Department of Ecology and Evolution, UNIL-Sorge, University of Lausanne, 1015, Biophore, Lausanne, Switzerland.
Mol Genet Genomics. 2021 Mar;296(2):457-471. doi: 10.1007/s00438-020-01756-9. Epub 2021 Jan 20.
Next-generation sequencing technologies have opened a new era of research in population genetics. Following these new sequencing opportunities, the use of restriction enzyme-based genotyping techniques, such as restriction site-associated DNA sequencing (RAD-seq) or double-digest RAD-sequencing (ddRAD-seq), has dramatically increased in the last decade. From DNA sampling to SNP calling, the laboratory and bioinformatic parameters of enzyme-based techniques have been investigated in the literature. However, the impact of those parameters on downstream analyses and biological results remains less documented. In this study, we investigated the effects of sevral pre- and post-sequencing settings on ddRAD-seq results for two biological systems: a complex of butterfly species (Coenonympha sp.) and several populations of common beech (Fagus sylvatica). Our results suggest that pre-sequencing parameters (i.e., DNA quantity, number of PCR cycles during library preparation) have a significant impact on the number of recovered reads and SNPs, on the number of unique alleles and on individual heterozygosity. In the same way, we found that post-sequencing settings (i.e., clustering and minimum coverage thresholds) influenced loci reconstruction (e.g., number of loci, mean coverage) and SNP calling (e.g., number of SNPs; heterozygosity) but had only a marginal impact on downstream analyses (e.g., measure of genetic differentiation, estimation of individual admixture, and demographic inferences). In addition, replication analyses confirmed the reproducibility of the ddRAD-seq procedure. Overall, this study assesses the degree of sensitivity of ddRAD-seq data to pre- and post-sequencing protocols, and illustrates its robustness when studying population genetics.
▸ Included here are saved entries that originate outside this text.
Issue #1206, opened 2025-03-20
[ReportNode] Enable internationalization


alicecaron:
### Describe the current behavior

`ReportNode` use the deprecated `withMessageTemplate` method that do not allow internationalization of the messages.

### Describe the expected behavior

`ReportNode` use the new `withMessageTemplate` method and owns its reports dictionaries to allow internationalization of the messages in en_US and fr_FR locales.

### Describe the motivation

Add internationalization feature of reports + avoid use of powsybl-core deprecated methods.

PR #1216, opened 2025-04-03
Reports i18n

alicecaron:

#1206 

Feature: allow internationalization of reports.
Refacto: remove usages of deprecated `ReportNode::withMessageTemplate(String key, String messageTemplate)` methode and use the new one instead, loading a new ResourceBundle for open loadflow translations.

It is not possible to have report in another language.

It is possible to have a report in a given locale language.

- [X] Yes
- [ ] No

The third version of the report node API from powsybl-core introduces a mechanism for internationalizing messages (i18n).
For all users, when creating a new ReportNode root, the i18n bundles should be loaded. You can either:
- Use the new ReportNode.newRootReportNode().withResourceBundles(String... bundleBaseNames) method, if you want to use specific bundles. To use this open load flow resource bundle, the bundle base name to use is `PowsyblOpenLoadFlowReportResourceBundle.BASE_NAME`
- Or call ReportNode.newRootReportNode().withAllResourceBundlesFromClasspath(), if you want to use all the bundles present in your classpath.


src/test/resources/saMtReport.txt
```diff
@@ -1,4 +1,4 @@
-+ Test Report Node
++ TEST Report Node
```
SylvestreSakti, line 1: Hello, i am ok with this PR ! Just a small detail, I don't understand why this report had to be changed

alicecaron: Hi! It is because in this test class there were 2 ReportNode with the same key "TEST" but not the same template:
`.withMessageTemplate("TEST", "TEST Report Node")` and `.withMessageTemplate("TEST", "Test Report Node")` and when I created the test reports.properties I had to chose one of those translations. Duplicate keys are not recommended from the beginning but it was possible before, not now with the ResourceBundle

SylvestreSakti: Ok thanks, I understand !

SylvestreSakti (approved):

vidaldid-rte:
@alicecaron why is this PR a breaking change ? What does it break for OpenLoadFlow users if we merge this PR  ? Can you detail ? The explenations you provided are about the already done change in Core.

src/main/java/com/powsybl/openloadflow/util/Reports.java
```diff
@@ -616,14 +613,15 @@ public static void reportAcLfComplete(ReportNode reportNode, boolean success, St
...
-        return reportNode.newReportNode().withMessageTemplate("loadFlow", "Load flow on network '${networkId}'")
+        return reportNode.newReportNode().withMessageTemplate("olf.loadFlow")
                 .withUntypedValue(NETWORK_ID, networkId)
                 .add();
     }
 
     public static ReportNode createRootLfNetworkReportNode(int networkNumCc, int networkNumSc) {
         return ReportNode.newRootReportNode()
-                .withMessageTemplate(LF_NETWORK_KEY, "Network CC${networkNumCc} SC${networkNumSc}")
+                .withResourceBundles(PowsyblOpenLoadFlowReportResourceBundle.BASE_NAME)
```
vidaldid-rte, line 623: The root report of LFNetwork is used in prcesses:
  that may call methods from core. 
  that may call methods from openLoadFlow extensions (custom solver, custom outerloops etc...)

This bundle is not sufficient.

src/main/java/com/powsybl/openloadflow/util/Reports.java
```diff
@@ -874,9 +873,16 @@ public static void reportContingencyActivePowerLossDistribution(ReportNode repor
...
-                .withMessageTemplate("LfActionUtils", "Action '${actionId}': may not have been applied successfully on contingency '${contingencyId}'")
+                .withMessageTemplate("olf.LfActionUtils")
                 .withUntypedValue(ACTION_ID, actionId)
                 .withUntypedValue(CONTINGENCY_ID, contingencyId)
                 .add();
     }
+
+    public static ReportNode createThreadRootReport() {
+        return ReportNode.newRootReportNode()
+                .withResourceBundles(PowsyblOpenLoadFlowReportResourceBundle.BASE_NAME)
```
vidaldid-rte, line 884: This bundle is not sufficient.
   As the function is called you don't know if a thread will be limited to OLF calls
   And in the current usage of the method it is for security analysis that may call OLF extensions or core.

src/main/resources/com/powsybl/openloadflow/reports_en_US.properties
```diff
@@ -0,0 +1 @@
+
```
vidaldid-rte, line 1: Do we really need this file ? Is the reports.properties not enough ?

src/test/java/com/powsybl/openloadflow/dc/DcLoadFlowTest.java
```diff
@@ -495,7 +497,10 @@ void outerLoopMaxTotalIterationTest() throws IOException {
         parametersExt.setAreaInterchangePMaxMismatch(1)
                 .setMaxOuterLoopIterations(1);
 
-        ReportNode reportNodeWithLimit1 = ReportNode.newRootReportNode().withMessageTemplate("test", "test").build();
+        ReportNode reportNodeWithLimit1 = ReportNode.newRootReportNode()
+                .withResourceBundles(PowsyblOpenLoadFlowReportResourceBundle.BASE_NAME, PowsyblCoreTestReportResourceBundle.TEST_BASE_NAME)
+                .withMessageTemplate("test")
+                .build();
```
vidaldid-rte, line 504: General question for all the tests that check reports.
How do you ensure that the build is stable and not dependant on the Locale settings of the computer running the tests ?

alicecaron:
> @alicecaron why is this PR a breaking change ? What does it break for OpenLoadFlow users if we merge this PR ? Can you detail ? The explenations you provided are about the already done change in Core.

For users using OpenLoadFlow and creating rootReportNode on their side, they now need to specified the OLF report bundle if they list them one by one to be able to have the messages of the OLF reports in their rootReportNode children generated within OLF.

src/test/java/com/powsybl/openloadflow/dc/DcLoadFlowTest.java
alicecaron: When no locale is given when creating a root ReportNode via the `ReportNode::newRootReportNode` method, the builder `ReportNodeRootBuilderImpl` uses the `ReportConstants.DEFAULT_LOCALE` which is `Locale.US` (en_US). So the tests by default will be translated in en_US locale if no locale is specified, it does not depend on the configuration of the computer running the tests.

vidaldid-rte: > When no locale is given when creating a root ReportNode via the `ReportNode::newRootReportNode` method, the builder `ReportNodeRootBuilderImpl` uses the `ReportConstants.DEFAULT_LOCALE` which is `Locale.US` (en_US). So the tests by default will be translated in en_US locale if no locale is specified, it does not depend on the configuration of the computer running the tests.

Really ? Then it triggers another question. If the root Reports created by OpenLoadFlow are then added to a report with Lcoal french, will the messages be displayed in French ? Can you please add a Unit Test that checks this ?

src/main/resources/com/powsybl/openloadflow/reports_fr_FR.properties
```diff
@@ -0,0 +1 @@
+
```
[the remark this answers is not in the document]
alicecaron: It is to separate French from France french that wil be used for France translations. In any case we can create the files only when we add translation keys I can delete them as long as there is no translation done

src/main/resources/com/powsybl/openloadflow/reports_en_US.properties
alicecaron: to be re discussed as we may change the default locale mecanism in core, but for now, in powsybl-core, en_US is the default locale. We need the file to avoid switching on the JVM locale fallback if the file is not present.

src/main/resources/com/powsybl/openloadflow/reports_fr_FR.properties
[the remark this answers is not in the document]
vidaldid-rte: Yes. What would be good is the minimum number of files + one test translation in french and a unit test to verify the mechanic works.

src/test/java/com/powsybl/openloadflow/dc/DcLoadFlowTest.java
vidaldid-rte: Worked around now that root the Locale is added to the created report nodes.

vidaldid-rte (approved):
Thanks for this migration ! Let's start with that as decided and improve as we go.

jeandemanged (approved):

SylvestreSakti (approved):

下一代测序技术为群体遗传学研究开辟了新纪元。在这些新测序机会的推动下,基于限制酶的基因分型技术(如限制酶关联 DNA 测序(RAD-seq)或双酶切 RAD 测序(ddRAD-seq))在过去十年中得到了极大的应用。从 DNA 采样到 SNP 调用,文献中已经研究了基于酶的技术的实验室和生物信息学参数。然而,这些参数对下游分析和生物学结果的影响记录较少。在这项研究中,我们调查了几个预测序和后测序设置对两个生物系统的 ddRAD-seq 结果的影响:蝴蝶物种复合体(Coenonympha sp.)和几种欧洲山毛榉(Fagus sylvatica)种群。我们的结果表明,预测序参数(即 DNA 量、文库制备过程中的 PCR 循环数)对回收的reads 和 SNPs 的数量、独特等位基因的数量和个体杂合度有显著影响。同样,我们发现后测序设置(即聚类和最小覆盖阈值)影响了基因座重建(例如,基因座数量、平均覆盖度)和 SNP 调用(例如,SNP 数量;杂合度),但对下游分析的影响很小(例如,遗传分化的度量、个体混合度的估计和人口统计学推断)。此外,复制分析证实了 ddRAD-seq 程序的可重复性。总体而言,这项研究评估了 ddRAD-seq 数据对预测序和后测序协议的敏感性程度,并说明了其在研究群体遗传学方面的稳健性。